The debate over harm reduction strategies, such as needle exchange and safe injection sites, and whether they promote drug use surfaced in council chambers last week.
Council listened to a presentation from AIDS Vancouver Island and the Vancouver Island Health Authority (VIHA) asking for support for safer crack use kits.
Dr. Charmaine Enns, Medical Health Officer with VIHA, said crack cocaine users are often neglected by society and are vulnerable to infectious disease.
“Crack smokers have a very high prevalence of blisters, cuts and sores on their lips and in their mouths from injury from the equipment they’re using to smoke crack,” she said. “They burn the linings of their lips and their mouth from hot glass or metal stems.”
Enns showed slides of what crack smokers are using to get their fix, from a modified pill bottle to a re-configured insulin vial.
“If someone is smoking crack, they will find any way that they can to smoke it,” she said. “If there is not a readily available stem and the brass screens … they will make what they can – a pop can, a broken bottle, whatever they need to smoke crack.”
The health authority plans to expand its harm reduction services at the Campbell River AIDS Vancouver Island office by distributing kits which promote safer crack use with instruments such as glass stems, brass filters and rubber mouthpieces.
The kits are already being circulated in major Canadian cities such as Vancouver, Victoria, Toronto, Halifax and Montreal.

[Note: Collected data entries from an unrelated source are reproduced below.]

PR #445, opened 2015-01-12
Docs: import the namespace where MysqlAdapter is

maxgalbu:
(otherwise one would need to dig through the code to find where MysqlAdapter is defined)


shadowhand:
Makes sense, thanks!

They’ve been distributed in Courtenay since December 2009, to the tune of 150 kits per month. They have also been distributed in Campbell River in the past.
They are expected to soon make the rounds in Campbell River again. Enns admitted VIHA did not need council’s support to distribute the kits but still wanted the city’s endorsement.
After listening to Enn’s presentation, most of council was convinced and voted to give the healthy authority written support of the safer crack use kits.
Coun. Ron Kerr was the lone councillor opposed.
“My concern is the message it sends to our more vulnerable demographic, the youth,” he said. “The perception is we’re condoning substance abuse by supplying the paraphernalia, rather than prevention. We’re putting our most vulnerable at risk.”
But Enns said the research is “very, very strong that harm reduction does not promote drug use.”
Sheena Campbell, harm reduction regional co-ordinator for VIHA, agreed there is very little evidence that programs such as safer crack use kits put communities at risk.
“Children are generally not in the same vicinity as people using drugs so there’s very little interaction between the two populations,” Sullivan said. “Most drug users I’ve come into contact with want nothing more than to become a good citizen.”
Enns added that harm reduction is aimed at the user.
“Harm reduction is the bridge to stay connected with people that otherwise would be disconnected, so that they can access treatment and hopefully go on to healthier lives… we can’t intervene in people’s lives when they’re dead.”
So we really need to work at doing the best thing for people so they can get well.”